Four red vectors are given, one per quadrant, $[0,90^\circ)$,
$[90^\circ,180^\circ)$, etc.
A rigid *star* of six green vectors separated by $60^\circ$
can be positioned at
$(\theta,
\theta+60^\circ,
\theta+120^\circ,
\theta+180^\circ,
\theta+240^\circ,
\theta+300^\circ)$.
The goal is to spin the green star so that the red vectors are centralized
in green sectors as much as possible.
Define the *deviation* $\delta(r)$ of a red vector $r$ as the larger of the
(absolute value of the) two
angles from the red vector to the boundaries of the green sector in which it lies.
I want to minimize the largest red deviation.

For example, let the red vectors be at $(0^\circ, 90^\circ, 180^\circ, 270^\circ)$. Then choosing $\theta=15^\circ$ yields a deviation of $45^\circ$ for all red vectors. For example, $\delta(0^\circ) = \max \{ 15^\circ, 45^\circ \}$.

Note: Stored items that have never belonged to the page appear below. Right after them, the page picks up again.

PR #9158, opened 2025-02-10
feat: change permit 2 modal design

Canestin:
### ✅ Checklist

  - ...

### 📝 Description

We want to change the design of the Uniswap sign message modal according to this [Figma design](https://www.figma.com/design/smuoyRXju0LmIQ9CDNd7iW/Live-App-MVP?node-id=4314-31508&t=RoMi4uk6HheDS0N1-0)

We still display non `Permit2.PermitSingle` messages with all their fields: 

Shottr 2025-02-17 10 44 59

### ❓ Context

- **JIRA**:  https://ledgerhq.atlassian.net/browse/LIVE-15595 — https://ledgerhq.atlassian.net/browse/LIVE-15596

---


Canestin:
I am facing two problems :

- I used the existing component FlowStepper.Indexed from @ledgerhq/react-ui to show steps, but it doesn’t display well like the others; it is too big. I spent a lot of time trying to figure out why. Do you have any idea?
  
img1

- Do we have an implemented method or library to convert USD to ETH?

Wozacosta:
Be careful, by modifying apps/ledger-live-desktop/src/renderer/components/Stepper/index.tsx you change all steppers: 

image

It's probably not what you're aiming for.

qperrot (commented):
need changeset

libs/evm-tools/src/message/EIP712/index.ts
```diff
@@ -219,10 +243,22 @@ export const getEIP712FieldsDisplayedOnNano = async (
...
+      displayedInfos.push({
+        label: "Amount",
+        value: getValueFromPath(field.path, messageData),
+      });
+    } else if (field.path.includes("expiration")) {
+      displayedInfos.push({
+        label: "Approval expires",
+        value: formatDate(getValueFromPath(field.path, messageData) as string),
+      });
+    }
```
qperrot, line 261: Can't we do something like 
`const labelMap: Record<string, string> = {
  token: "Token",
  amount: "Amount",
  expiration: "Approval expires",
};

const key = Object.keys(labelMap).find(keyword => field.path.includes(keyword));

if (key) {
  displayedInfos.push({
    label: labelMap[key],
    value: key === "expiration"
      ? formatDate(getValueFromPath(field.path, messageData) as string)
      : getValueFromPath(field.path, messageData),
  });
}`

apps/ledger-live-desktop/src/renderer/modals/SignTransaction/steps/StepSummary.tsx
```diff
@@ -83,6 +83,8 @@ const StepSummary = (props: StepProps) => {
 
   const memo = "memo" in transaction ? transaction.memo : undefined;
 
+  console.log("NOW > totalSpent de chez totalSpent", totalSpent);
+  console.log("NOW > unit de chez unit ", unit);
```
Wozacosta, line 87: logs to remove 🧹 ;)

apps/ledger-live-desktop/src/renderer/components/Stepper/index.tsx
```diff
@@ -4,12 +4,12 @@ import { withTranslation } from "react-i18next";
...
 import { ModalBody } from "~/renderer/components/Modal";
 import { useDeviceBlocked } from "~/renderer/components/DeviceAction/DeviceBlocker";
-import Breadcrumb from "./Breadcrumb";
 import { useTrackAddAccountModal } from "~/renderer/analytics/hooks/useTrackAddAccountModal";
+import Breadcrumb from "./Breadcrumb";
 import { useSelector } from "react-redux";
 import { trackingEnabledSelector } from "~/renderer/reducers/settings";
 import { getCurrentDevice } from "~/renderer/reducers/devices";
-import { LedgerError } from "../DeviceAction";
+import { LedgerError } from "~/renderer/components/DeviceAction";
```
Wozacosta, line 12: maybe undo the code changes in this file as it does nothing

apps/ledger-live-desktop/src/renderer/components/SignMessageConfirm/index.tsx
```diff
@@ -12,29 +12,50 @@ import useTheme from "~/renderer/hooks/useTheme";
...
-  text-align: right;
-  max-width: 50%;
-`;
+}))``;
 
 export type FieldComponentProps = {
-  account: AccountLike;
+  account: Account;
   field: DeviceTransactionField;
+  contractAddress: string;
```
Wozacosta, line 27: you can't be 100% there will be a contractAddress in the message to sign, other message.sign actions could be triggered without that field, either make it optional or accept undefined

apps/ledger-live-desktop/src/renderer/modals/SignMessage/steps/StepSummary.tsx
```diff
@@ -60,43 +63,78 @@ const AdvancedMessageArea = styled.pre`
...
-  );
-});
+const MessageProperty = memo(
+  ({
+    label,
+    value,
+    account,
+    contractAddress,
+  }: MessageProperties[0] & { account?: Account; contractAddress?: string | string[] }) => {
+    if (!value || !account || !contractAddress) return null;
```
Wozacosta, line 73: we should probably handle the case when what's signed is not a permit2: 

Here is how it looks like now (in production) when signing on p2p.org (liveapp within discover) 
Shottr 2025-02-13 17 54 27 

And on your branch: 
Shottr 2025-02-13 17 54 45

Wozacosta: When removing that conditional, we get :

image


Maybe some stilling is still needed for those messages (word-wrap/ flex-wrap)

libs/evm-tools/src/message/EIP712/index.ts
Canestin: Hi @qperrot thanks for proposition. I chose the first solution for its clarity and readability. Each condition is explicit and easy to modify if needed, while the second approach can make the code less transparent, especially when adding new fields. It is also less costly.

apps/ledger-live-desktop/src/renderer/modals/SignMessage/steps/StepSummary.tsx
Wozacosta: FYI: fixed the styling in https://github.com/LedgerHQ/ledger-live/pull/9158/commits/53580003ffdb960c5384ac074bb43b72729eef4a

libs/evm-tools/src/message/EIP712/index.ts
```diff
@@ -219,10 +243,22 @@ export const getEIP712FieldsDisplayedOnNano = async (
...
+    } else if (field.path.includes("amount")) {
+      displayedInfos.push({
+        label: "Amount",
+        value: getValueFromPath(field.path, messageData),
+      });
+    } else if (field.path.includes("expiration")) {
+      displayedInfos.push({
+        label: "Approval expires",
+        value: formatDate(getValueFromPath(field.path, messageData) as string),
+      });
```
Wozacosta, line 260: missing an `else` clause, as for now we remove all fields and this is not what we want, we might want to rethink how fields are included if it's a sign message for a permit 2 or not.

more context: 

https://github.com/LedgerHQ/ledger-live/actions/runs/13326569019/job/37221052447?pr=9158

In this test we check for the presence of many fields we want to be displayed, it's not a permit2 signature but it's still filtering out fields

apps/ledger-live-desktop/src/renderer/components/SignMessageConfirm/index.tsx
```diff
@@ -12,29 +12,50 @@ import useTheme from "~/renderer/hooks/useTheme";
...
+
+  const unit = isPropertyAmount
+    ? account.subAccounts?.find(a => a.token.contractAddress === contractAddress)?.token.units[0]
+    : undefined;
+
   return field.type === "text" ? (
     <SignMessageConfirmField label={field.label}>
-      <FieldText>{field.value}</FieldText>
+      <FieldText>
+        {isPropertyAmount ? (
```
Wozacosta, line 42: should make a check on `unit` instead, we could end up in this situation, as `<FormattedVal>` has an invariant that checks for `unit`: 

image
```suggestion
        {unit ? (
```

Wozacosta: I've fixed it 6aae17f679200545860862bb70fde2421677caee

libs/evm-tools/src/message/EIP712/index.ts
Wozacosta: Fixed in 6aae17f679200545860862bb70fde2421677caee 

Before: 
Code 2025-02-17 10 27 28


After: 
Shottr 2025-02-17 10 44 59

apps/ledger-live-desktop/src/renderer/modals/SignMessage/steps/StepSummary.tsx
```diff
@@ -128,19 +176,19 @@ export default function StepSummary({ account, message: messageData }: StepProps
...
+              <CryptoCurrencyIcon size={14} currency={account.currency} />
             </div>
             <Text ff="Inter" color="palette.text.shade100" fontSize={4} style={{ flex: 1 }}>
               {accountName}
             </Text>
           </Box>
         </Box>
       </Box>
-      <Separator />
+      <Separator color="red" />
```
Wozacosta, line 187: no need for the color prop here

Canestin: https://github.com/LedgerHQ/ledger-live/pull/9158/commits/c60afc46f434fb4ab1733daebee59c66948fb091

Wozacosta (approved):

Wozacosta (approved):

apps/ledger-live-desktop/src/renderer/components/SignMessageConfirm/index.tsx
```diff
@@ -97,9 +118,18 @@ const SignMessageConfirm = ({ device, account, parentAccount, signMessageRequest
         <Spinner size={30} />
       ) : (
         <>
-          <Box style={{ width: "100%" }} px={30} mb={20}>
+          <Box style={{ width: "100%", rowGap: 7 }} mb={20}>
```
LucasWerey, line 121: The rowGap doesn't have any impact here. I am not sure what's the goal here since I can't reach the modified screen but to make it works use `<Flex> `component or add display: "flex"

apps/ledger-live-desktop/src/renderer/modals/SignMessage/steps/StepSummary.tsx
```diff
@@ -60,43 +63,88 @@ const AdvancedMessageArea = styled.pre`
...
+
+    const isPropertyAmount = label.includes("Amount") && account && contractAddress;
+
+    const tokenUnit = isPropertyAmount
+      ? account.subAccounts?.find(a => a.token.contractAddress === contractAddress)?.token.units[0]
+      : undefined;
+
+    return (
+      <Box
+        style={{ flexDirection: "row", justifyContent: "space-between", maxWidth: "100%" }}
```
LucasWerey, line 83: same here use display flex or` <Flex>` component

LucasWerey (commented):
Not tested 
In general, I find that you use a lot of style={{}}. For most use cases, you can pass props directly to the component without using style props.

LucasWerey (dismissed):
Actually LGTM I thought it was with the `<Box>` from the lib

apps/ledger-live-desktop/src/renderer/components/SignMessageConfirm/index.tsx
Canestin: It does have an impact here.

Wozacosta (approved):

LucasWerey (dismissed):

LucasWerey (dismissed):

apps/ledger-live-desktop/src/renderer/modals/SignMessage/steps/StepSummary.tsx
```diff
@@ -60,43 +63,88 @@ const AdvancedMessageArea = styled.pre`
...
+    account,
+    contractAddress,
+  }: MessageProperties[0] & { account?: Account; contractAddress?: string | string[] }) => {
+    if (!value) return null;
+
+    const isPropertyAmount = label.includes("Amount") && account && contractAddress;
+
+    const tokenUnit = isPropertyAmount
+      ? account.subAccounts?.find(a => a.token.contractAddress === contractAddress)?.token.units[0]
+      : undefined;
```
mcayuelas-ledger, line 79: You are using this 2 times, you can extract those functions I think :) 

and use parameters

apps/ledger-live-desktop/src/renderer/modals/SignMessage/steps/StepSummary.tsx
```diff
@@ -60,43 +63,88 @@ const AdvancedMessageArea = styled.pre`
...
+const MessagePropertiesComp = memo(
+  (props: { properties: MessageProperties | null } & { account: Account }) => {
+    const { properties, account } = props;
+    const contractAddress = properties?.find(p => p.label === "Token")?.value;
+
+    return properties ? (
+      <Box flex="1">
+        {properties.map((p, i) => {
+          const props = { ...p, account, contractAddress };
+          return <MessageProperty key={i} {...props} />;
```
Justkant, line 142: It seems quite strange to do this kind of data transformation here
Why contractAddress and account aren't already in the properties prop ?

apps/ledger-live-desktop/src/renderer/components/SignMessageConfirm/index.tsx
```diff
@@ -12,29 +12,50 @@ import useTheme from "~/renderer/hooks/useTheme";
...
 
 const FieldText = styled(Text).attrs(() => ({
   ml: 1,
   ff: "Inter|Medium",
   color: "palette.text.shade80",
   fontSize: 3,
-}))`
-  word-break: break-all;
-  text-align: right;
-  max-width: 50%;
```
Justkant, line 24: Why don't we keep the `word-break` rule ?

Do you remove this so you can get a FieldText on a full width ?
Doesn't it break the current layout ?

apps/ledger-live-desktop/src/renderer/components/SignMessageConfirm/index.tsx
```diff
@@ -12,29 +12,50 @@ import useTheme from "~/renderer/hooks/useTheme";
...
 
 export type FieldComponent = React.ComponentType<FieldComponentProps>;
 
-const TextField = ({ field }: FieldComponentProps) => {
+const TextField = ({ field, account, contractAddress }: FieldComponentProps) => {
+  const isPropertyAmount = field.label.includes("Amount") && contractAddress;
+
+  const unit = isPropertyAmount
+    ? account.subAccounts?.find(a => a.token.contractAddress === contractAddress)?.token.units[0]
+    : undefined;
```
Justkant, line 37: Can't we pass the unit above, it feels wrong to have a TextField with all this logic about account and contractAddress with no memo too

apps/ledger-live-desktop/src/renderer/components/SignMessageConfirm/index.tsx
Justkant: @Canestin Why did we resolve this while it's still using the `isPropertyAmount` ?

Edit: looks like it was only updated for this file `apps/ledger-live-desktop/src/renderer/modals/SignMessage/steps/StepSummary.tsx`

apps/ledger-live-desktop/src/renderer/components/SignMessageConfirm/index.tsx
```diff
@@ -12,29 +12,50 @@ import useTheme from "~/renderer/hooks/useTheme";
...
+              color={"palette.neutral.c100"}
+              val={Number(field.value)}
+              unit={unit}
+              fontSize={3}
+              disableRounding
+              alwaysShowValue
+              showCode
+              inline
+            />
+          </>
```
Justkant, line 54: The fragment seems unnecessary 
```suggestion
          <FormattedVal
            color={"palette.neutral.c100"}
            val={Number(field.value)}
            unit={unit}
            fontSize={3}
            disableRounding
            alwaysShowValue
            showCode
            inline
          />
```

apps/ledger-live-desktop/src/renderer/components/SignMessageConfirm/index.tsx
```diff
@@ -12,29 +12,50 @@ import useTheme from "~/renderer/hooks/useTheme";
...
+  const isPropertyAmount = field.label.includes("Amount") && contractAddress;
+
+  const unit = isPropertyAmount
+    ? account.subAccounts?.find(a => a.token.contractAddress === contractAddress)?.token.units[0]
+    : undefined;
+
   return field.type === "text" ? (
     <SignMessageConfirmField label={field.label}>
-      <FieldText>{field.value}</FieldText>
+      <FieldText>
```
Justkant, line 41: I don't think I ever saw a `FormattedVal` in a `FieldText`, I think we usually just use it as a `Text` component, is there any benefit here to nest it in the `FieldText` as it should already be using the same font

apps/ledger-live-desktop/src/renderer/components/SignMessageConfirm/index.tsx
```diff
@@ -97,9 +118,18 @@ const SignMessageConfirm = ({ device, account, parentAccount, signMessageRequest
         <Spinner size={30} />
       ) : (
         <>
-          <Box style={{ width: "100%" }} px={30} mb={20}>
+          <Box style={{ width: "100%", rowGap: 7 }} mb={20}>
             {fields.map((field, i) => {
-              return <TextField key={i} field={field} account={account} />;
+              const contractAddress = fields?.find(f => f.label === "Token") as { value: string };
```
Justkant, line 123: If you really need to do a find please don't do it in a map and memoize it

apps/ledger-live-desktop/src/renderer/modals/SignMessage/steps/StepSummary.tsx
Justkant: @Canestin please create a util fonction as you are using the same logic twice but still duplicating the code

apps/ledger-live-desktop/src/renderer/modals/SignMessage/steps/StepSummary.tsx
```diff
@@ -60,43 +63,88 @@ const AdvancedMessageArea = styled.pre`
...
+                    color={"palette.neutral.c100"}
+                    val={Number(value)}
+                    unit={tokenUnit}
+                    fontSize={3}
+                    disableRounding
+                    alwaysShowValue
+                    showCode
+                    inline
+                  />
+                </>
```
Justkant, line 111: Same as the other one, not sure why we have a fragment here and `FormattedVal` is usually used outside a `Text` component

apps/ledger-live-desktop/src/renderer/components/SignMessageConfirm/index.tsx
Justkant: Also why 7 here and not a round number ?
Is it on our design system and 7 actually refers to a round number ?

apps/ledger-live-desktop/src/renderer/modals/SignMessage/steps/StepSummary.tsx
```diff
@@ -175,7 +226,8 @@ export function StepSummaryFooter({ transitionTo }: StepProps) {
         onClick={() => {
           transitionTo("sign");
         }}
-        primary
+        style={{ borderRadius: 20, backgroundColor: "white" }}
+        color="neutral.c00"
```
Justkant, line 230: You cannot change the footer button only for this step while the other steps keep the old design, it would be inconsistent across the flow

Not sure why the ticket asks to update the design on a single step here, it feels wrong and should have been picked up when refining the ticket
IMO you do it totally or you don't

apps/ledger-live-desktop/src/renderer/components/SignMessageConfirm/index.tsx
Canestin: https://github.com/LedgerHQ/ledger-live/pull/9158/commits/1d9344cac302be9d4dbe3ec3c9d0a804569684d5#diff-15a820817a850003c96032d59991c4b0648434571bf22737f00d331d1842c5f0L33-R41

apps/ledger-live-desktop/src/renderer/modals/SignMessage/steps/StepSummary.tsx
Canestin: https://github.com/LedgerHQ/ledger-live/pull/9158/commits/1d9344cac302be9d4dbe3ec3c9d0a804569684d5#diff-f57747013989b40db64bce6d5f0b186372ca88adedd041b19323f319eb3bb4d2

apps/ledger-live-desktop/src/renderer/modals/SignMessage/steps/StepSummary.tsx
Canestin: https://github.com/LedgerHQ/ledger-live/pull/9158/commits/1d9344cac302be9d4dbe3ec3c9d0a804569684d5#diff-bf82e4739f76f64cd12a8231302a0ad4163bbaf69df8258435af31e5e8a5cfa1R130-R136

apps/ledger-live-desktop/src/renderer/components/SignMessageConfirm/index.tsx
Canestin: https://github.com/LedgerHQ/ledger-live/pull/9158/commits/1d9344cac302be9d4dbe3ec3c9d0a804569684d5#diff-15a820817a850003c96032d59991c4b0648434571bf22737f00d331d1842c5f0R24-R28

apps/ledger-live-desktop/src/renderer/components/SignMessageConfirm/index.tsx
Canestin: https://github.com/LedgerHQ/ledger-live/pull/9158/commits/1d9344cac302be9d4dbe3ec3c9d0a804569684d5#diff-15a820817a850003c96032d59991c4b0648434571bf22737f00d331d1842c5f0R120-R127

apps/ledger-live-desktop/src/renderer/components/SignMessageConfirm/index.tsx
Canestin: https://github.com/LedgerHQ/ledger-live/pull/9158/commits/1d9344cac302be9d4dbe3ec3c9d0a804569684d5#diff-15a820817a850003c96032d59991c4b0648434571bf22737f00d331d1842c5f0R109-R114

libs/evm-tools/src/message/EIP712/index.ts
```diff
@@ -148,6 +148,30 @@ export const getValueFromPath = (path: string, eip721Message: EIP712Message): st
...
+    minute: "2-digit",
+    second: "2-digit",
+    timeZone: "UTC",
+    hour12: false,
+  });
+
+  const parts = formatter.formatToParts(date);
+  const p = (type: string) => parts.find(p => p.type === type)?.value || "00";
+
+  return `${p("year")}-${p("month")}-${p("day")} ${p("hour")}:${p("minute")}:${p("second")} UTC`;
```
Justkant, line 172: Can't we just use the format function of the formatter ?

apps/ledger-live-desktop/src/renderer/utils/getTokenUnit.ts
```diff
@@ -0,0 +1,14 @@
+import { Account } from "@ledgerhq/types-live";
+
+export const getTokenUnit = (
+  label: string,
+  account?: Account,
+  contractAddress?: string | string[],
```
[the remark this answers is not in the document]
Canestin: Normally this is not likely to happen when the label is `amount`, but I covered this case anyway.
[`eda8de1` (#9158)](https://github.com/LedgerHQ/ledger-live/pull/9158/commits/eda8de1f36a6a3bbd3c5f5295db497abde7f648b)

apps/ledger-live-desktop/src/renderer/utils/getTokenUnit.ts
```diff
@@ -0,0 +1,14 @@
...
+) => {
+  const unit =
+    label.includes("Amount") && account && contractAddress
+      ? account.subAccounts?.find(a => a.token.contractAddress === contractAddress)?.token.units[0]
+      : undefined;
+
+  return unit;
+};
```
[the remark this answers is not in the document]
Canestin: https://github.com/LedgerHQ/ledger-live/pull/9158/commits/eda8de1f36a6a3bbd3c5f5295db497abde7f648b

apps/ledger-live-desktop/src/renderer/components/SignMessageConfirm/index.tsx
```diff
@@ -91,16 +106,22 @@ const SignMessageConfirm = ({ device, account, parentAccount, signMessageRequest
     }
   }
 
+  const contractAddress = (fields?.find(f => f.label === "Token") as { value: string })?.value;
```
mcayuelas-ledger, line 109: You shouldn't cast it 

```suggestion
 const contractAddress = fields?.find(f => f.label === "Token" && typeof f.value === 'string')?.value;
```

apps/ledger-live-desktop/src/renderer/utils/getTokenUnit.test.ts
```diff
@@ -0,0 +1,165 @@
+import { Account } from "@ledgerhq/types-live";
+import BigNumber from "bignumber.js";
+import { getTokenUnit } from "./getTokenUnit"; // Remplace par le bon chemin
```
mcayuelas-ledger, line 3: comment ^^

apps/ledger-live-desktop/src/renderer/utils/getTokenUnit.test.ts
mcayuelas-ledger, line 1: You should had a test for Array.isArray in this case, as you check if string or string[]

mcayuelas-ledger (approved):

Justkant (approved):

My question is: What is the largest deviation of any four red vectors? I thought it might approach $60^\circ$, but it seems that perhaps $52.5^\circ$ is the worst ($52.5^\circ = 7 \pi / 24$).

The problem generalizes to $k$ red vectors and $m > k$ green sectors. Likely the logic to establish the answer for $(k,m)=(4,6)$ will work for any $(k,m)$.